Elena se retourna sans protester. Elle se mit à quatre pattes au centre du lit, arqua le dos et lui offrit le cul levé. Diego s’agenouilla derrière elle. Il regarda un instant sa chatte rose, gonflée, entrouverte, et le trou du cul bien serré juste au-dessus. Il passa son pouce sur la fente, mouillée, puis frôla l’anus. Elena frissonna.

— Par là aussi, dit-elle, le visage dans l’oreiller. Un autre jour.

— Noté.

Il lui enfonça la bite dans la chatte d’un coup de reins, en la tenant par les hanches, et se mit à la baiser brutalement. Le cul d’Elena heurtait son bassin avec un bruit plat, répété, qui remplissait la chambre. Diego lui assena une claque sèche sur la fesse et elle poussa un cri de plaisir.

— Encore.

Diego lui en donna une autre, plus forte. Puis une autre. La peau rougit. Elena se poussait elle-même sur sa bite, cognant son cul contre son ventre, gémissant de plus en plus fort, sans plus se soucier de rien. Dans l’autre chambre, Lucía cria quelque chose qui sonna comme un prénom — celui de Mauricio — et Elena rit dans l’oreiller.
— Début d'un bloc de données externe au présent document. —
PR #2298, opened 2022-04-07
Nested fields

irevoire:
There are a few things that I want to fix _AFTER_ merging this PR.
For the following RCs.

## Stop the useless conversion
In the `search.rs` I convert a `Document` to a `Value`, and then the `Value` to a `Document` and then back to a `Value` etc. I should stop doing all these conversion and stick to one format.
Probably by merging my `permissive-json-pointer` crate into meilisearch.
That would also give me the opportunity to work directly with obkvs and stops deserializing fields I don't need.

## Add more test specific to the nested
Everything seems to works but I should write tests to double check that the nested works well with the `formatted` field.

## See how I could stop iterating on hashmap and instead fill them correctly
This is related to milli. I really often needs to iterate over hashmap to see if a field is a subset of another field. I could probably generate a structure containing all the possible key values.
ie. the user say `doggo` is an attribute to retrieve. Instead of iterating on all the attributes to retrieve to check if `doggo.name` is a subset of `doggo`. I should insert `doggo.name` in the attributes to retrieve map.

### DIFF
--- a/meilisearch-auth/Cargo.toml
+++ b/meilisearch-auth/Cargo.toml
@@ -6,7 +6,7 @@ edition = "2021"
 [dependencies]
 enum-iterator = "0.7.0"
 meilisearch-error = { path = "../meilisearch-error" }
-milli = { git = "https://github.com/meilisearch/milli.git", tag = "v0.25.0" }
+milli = { git = "https://github.com/meilisearch/milli.git", tag = "v0.26.0" }
 rand = "0.8.4"
 serde = { version = "1.0.136", features = ["derive"] }
 serde_json = { version = "1.0.79", features = ["preserve_order"] }
--- a/meilisearch-lib/src/index/search.rs
+++ b/meilisearch-lib/src/index/search.rs
@@ -106,10 +106,19 @@ pub struct SearchResult {
     pub exhaustive_facets_count: Option<bool>,
 }
 
-#[derive(Copy, Clone)]
+#[derive(Copy, Clone, Default)]
 struct FormatOptions {
     highlight: bool,
     crop: Option<usize>,
+}
+
+impl FormatOptions {
+    pub fn merge(self, other: Self) -> Self {
+        Self {
+            highlight: self.highlight || other.highlight,
+            crop: self.crop.or(other.crop),
+        }
+    }
 }
 
 impl Index {
@@ -231,8 +240,8 @@ impl Index {
                 .then(|| compute_matches(&matching_words, &document, &analyzer));
 
             let formatted = format_fields(
+                &document,
                 &fields_ids_map,
-                obkv,
                 &formatter,
                 &matching_words,
                 &formatted_options,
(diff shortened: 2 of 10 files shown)


meilisearch-lib/src/index/search.rs
```diff
@@ -701,28 +731,33 @@ mod test {
...
         let value = format_fields(
+            &document,
             &fields,
-            obkv,
             &formatter,
             &matching_words,
             &formatted_options,
         )
         .unwrap();
+        dbg!(&value);
```
MarinPostma, line 760:
```suggestion
```

meilisearch-lib/src/index/search.rs
```diff
@@ -436,50 +445,71 @@ fn make_document(
...
+    permissive_json_pointer::map_leaf_values(&mut document, selectors, |key, value| {
+        let format = formatted_options
+            .iter()
+            .filter(|(field, _option)| {
+                milli::is_faceted_by(field_ids_map.name(**field).unwrap(), key)
+                    || milli::is_faceted_by(key, field_ids_map.name(**field).unwrap())
+            })
+            .fold(FormatOptions::default(), |acc, (_, option)| {
+                acc.merge(*option)
+            });
```
MarinPostma, line 505: what exactly is going on here? why do we need to merge the format options? can you add some explanations?

meilisearch-lib/src/index/search.rs
```diff
@@ -436,50 +445,71 @@ fn make_document(
...
-                .expect("Missing field name")
-                .to_string();
-
-            document.insert(key, value);
-        }
-    }
+    // Convert the `IndexMap` into a `serde_json::Map`.
+    let document = document
+        .iter()
+        .map(|(k, v)| (k.clone(), v.clone()))
```
MarinPostma, line 484: maybe this works
```suggestion
        .cloned()
```

meilisearch-lib/src/index/search.rs
```diff
@@ -436,50 +445,71 @@ fn make_document(
...
+        .collect();
+
+    let mut document = permissive_json_pointer::select_values(&document, selectors.iter().copied());
+
+    permissive_json_pointer::map_leaf_values(&mut document, selectors, |key, value| {
+        let format = formatted_options
+            .iter()
+            .filter(|(field, _option)| {
+                milli::is_faceted_by(field_ids_map.name(**field).unwrap(), key)
+                    || milli::is_faceted_by(key, field_ids_map.name(**field).unwrap())
```
MarinPostma, line 501:
```suggestion
               let name = field_ids_map.name(**field).unwrap();
                milli::is_faceted_by(name, key)
                    || milli::is_faceted_by(key, name)
```

irevoire: That's better thanks :grin:

meilisearch-lib/src/index/search.rs
irevoire: Sadly no, it doesn't work :pensive:

meilisearch-lib/src/index/search.rs
```diff
@@ -436,50 +445,71 @@ fn make_document(
...
+
+    // select the attributes to retrieve
+    let attributes_to_retrieve = attributes_to_retrieve
+        .iter()
+        .map(|&fid| field_ids_map.name(fid).expect("Missing field name"));
+
+    let document = permissive_json_pointer::select_values(&document.into(), attributes_to_retrieve);
+
+    // then we need to convert the `serde_json::Map` into an `IndexMap`.
+    let document = document.into_iter().collect();
```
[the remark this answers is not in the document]
irevoire: Yes, I was concerned about that too. From what I see it works but it's not specified it should so I guess I'm just lucky.
I would like to move the `permissive-json-pointer` crate into meilisearch so we could make it work directly with the `IndexMap`.
Do you think this needs to be fixed before the RC0 or can it wait until the RC1?

@gmourier @curquiza 
Basically, the jsons in `hits` could have their fields in a different order each time.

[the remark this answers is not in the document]
MarinPostma: actually, when the `preserve_order` feature from serde_json is enables, a `serde_json::Map` is nothing but an `IndexMap` under the hood: https://docs.serde.rs/src/serde_json/map.rs.html#23-26

and it turns out that we're lucky: https://github.com/meilisearch/meilisearch/blob/main/meilisearch-lib/Cargo.toml#L45

This now begs the question: Do we need to do the back and forth conversion?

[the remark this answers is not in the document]
irevoire: Ah! No we don't need and since that's the case I guess we should just remove entirely the `IndexMap` and define a `Document` as a `serde_json::Map<String, Value>`!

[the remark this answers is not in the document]
MarinPostma: I think we can indeed 🤔

meilisearch-auth/Cargo.toml
```diff
@@ -6,7 +6,8 @@ edition = "2021"
 [dependencies]
 enum-iterator = "0.7.0"
 meilisearch-error = { path = "../meilisearch-error" }
-milli = { git = "https://github.com/meilisearch/milli.git", tag = "v0.25.0" }
+# milli = { path = "../../milli/milli" }
+milli = { git = "https://github.com/meilisearch/milli.git", branch = "nested_fields" }
```
Kerollmops, line 10: I conclude that you are awaiting the `nested_fields` PR to be merged on milli?

Kerollmops: I just reviewed https://github.com/meilisearch/milli/pull/458 for you and bors merged it.

Kerollmops (approved):
Looks good to me. We can now wait for the users to try to break this feature! I am also awaiting the benchmarks too.

meilisearch-lib/src/index/search.rs
```diff
@@ -798,23 +831,27 @@ mod test {
...
+            "test": "hello",
+        });
 
-        let obkv = obkv::KvReader::new(&buf);
+        // we need to convert the `serde_json::Map` into an `IndexMap`.
+        let document = document
+            .as_object()
+            .unwrap()
+            .into_iter()
+            .map(|(k, v)| (k.clone(), v.clone()))
```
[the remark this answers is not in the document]
irevoire: we can't do that sadly :pleading_face:

Kerollmops (dismissed):
Looks good to me. Are we waiting for https://github.com/meilisearch/milli/pull/458 to be merged and released?

Kerollmops (approved):
Thank you for the clippy fix!

irevoire:
Yep we need to wait for the release because we need to publish the new `Cargo.lock`

Kerollmops (dismissed):
Looks good to me, thank you @irevoire!

meilisearch-lib/src/index/search.rs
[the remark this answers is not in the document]
curquiza: > Basically, the jsons in hits could have their fields in a different order each time.

Ok to wait for rc1 to fix this!

MarinPostma (approved):

irevoire:
bors merge

Kerollmops:
Is it a bug in Clippy?

irevoire:
yeah look like, it says it's an internal compiler error :unamused: 

Also the benchmarks just finished running and it's worse than I thought :weary: 
```
group                                                             indexing_main_4ae7aea3                 indexing_nested_fields_0438ab7d
-----                                                             ----------------------                 -------------------------------
indexing/Indexing geo_point                                       1.00       8.7±0.19s        ? ?/sec    2.81      24.5±0.17s        ? ?/sec
indexing/Indexing movies in three batches                         1.00      18.2±0.26s        ? ?/sec    1.03      18.7±0.27s        ? ?/sec
indexing/Indexing movies with default settings                    1.00      17.6±0.11s        ? ?/sec    1.01      17.9±0.08s        ? ?/sec
indexing/Indexing songs in three batches with default settings    1.00      63.4±0.41s        ? ?/sec    1.08      68.3±0.93s        ? ?/sec
indexing/Indexing songs with default settings                     1.00      53.2±0.95s        ? ?/sec    1.21      64.2±0.93s        ? ?/sec
indexing/Indexing songs without any facets                        1.00      49.2±0.96s        ? ?/sec    1.20      59.2±1.22s        ? ?/sec
indexing/Indexing songs without faceted numbers                   1.00      52.0±0.23s        ? ?/sec    1.21      62.8±0.28s        ? ?/sec
indexing/Indexing wiki                                            1.00   1007.1±10.25s        ? ?/sec    1.01   1014.7±10.74s        ? ?/sec
indexing/Indexing wiki in three batches                           1.00    1136.9±7.83s        ? ?/sec    1.01    1152.7±9.64s        ? ?/sec
```

I don't really understand how the geosearch can be so slow

irevoire:
bors merge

— Ta femme est en train de jouir, mon chéri.

— Je l’entends.

— Fais-moi jouir, toi. Maintenant.

Diego se pencha sur son dos, passa la main par-dessous et chercha son clitoris. Il se mit à le frotter tout en continuant à la prendre par derrière, de plus en plus profondément, de plus en plus vite. Elena se mit à gémir de façon incontrôlable, sans la moindre honte, criant à chaque coup de rein.

— Ça y est, ça y est, ça y est, putain, ça y est.
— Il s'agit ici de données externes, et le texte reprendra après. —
PR #2355, opened 2022-04-26
feat(http): add analytics on typo tolerance setting

MarinPostma:
Add analytics for the typo settings.

Also make settings analytics return null for settings that are not set, instead of a default value, as seen with @gmourier

### DIFF
--- a/meilisearch-http/src/routes/indexes/settings.rs
+++ b/meilisearch-http/src/routes/indexes/settings.rs
@@ -171,7 +171,7 @@ make_setting_route!(
         use serde_json::json;
 
         analytics.publish(
-            "TypoToleranceUpdated Updated".to_string(),
+            "TypoTolerance Updated".to_string(),
             json!({
                 "typo_tolerance": {
                     "enabled": setting.as_ref().map(|s| !matches!(s.enabled, Setting::Set(false))).unwrap_or(true),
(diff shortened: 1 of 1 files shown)


meilisearch-http/src/routes/indexes/settings.rs
```diff
@@ -165,7 +165,49 @@ make_setting_route!(
...
+                        .unwrap_or(5),
+                    "min_word_size_for_two_typos": setting
+                        .as_ref()
+                        .map(|s| s.min_word_size_for_typos
+                            .as_ref()
+                            .set()
+                            .map(|s| s.two_typos.set()))
+                        .flatten()
+                        .flatten()
+                        .unwrap_or(9),
```
gmourier, line 205: Just out of curiosity, is it a good thing to specify constants here too? e.g. `.unwrap_or(9)`. If one day these values change, we should not forget them here I guess?

irevoire: Yeah, it could be a good idea to create two constants to hold these values so everything always stays synchronized.

irevoire (dismissed):
Good job :+1:

curquiza:
bors merge

irevoire (approved):
:+1:

curquiza:
bors merge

Elle jouit une deuxième fois, la chatte se resserrant sur la bite de Diego par vagues, tout son corps tremblant. Diego tint encore une seconde, les dents serrées. Il retira sa bite de la chatte dégoulinante juste à temps et jouit sur le cul d’Elena, sur son dos, des jets épais et chauds qui tachèrent sa peau rougie. Elena tourna la tête sur l’oreiller et lui sourit, épuisée, les yeux mi-clos.

— Putain.

— Putain.

Il s’effondra à côté d’elle. Elena se retourna lentement, sans se soucier du sperme qui lui coulait sur le flanc. Elle se colla contre le torse de Diego.

— Il n’y a pas de retour en arrière, hein ?
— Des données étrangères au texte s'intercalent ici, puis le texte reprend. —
PR #2374, opened 2022-05-04
feat(analytics): handle the `X-Meilisearch-Client` header

### LINKED ISSUE #2367: Telemetry: Add `X-Meilisearch-Client` header
Why?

Diego lui passa la main dans les cheveux.

— Aucun.

De l’autre chambre, désormais, ne montaient plus que le murmure bas d’une conversation et un rire doux. Le même petit rire de Lucía qui avait traversé le couloir plus tôt, mais plus posé. Le rire de quelqu’un qui vient de découvrir quelque chose et n’a plus l’intention de le rendre.

La mer était toujours là dehors. La lune aussi. Et la nuit, enfin, commençait pour de vrai.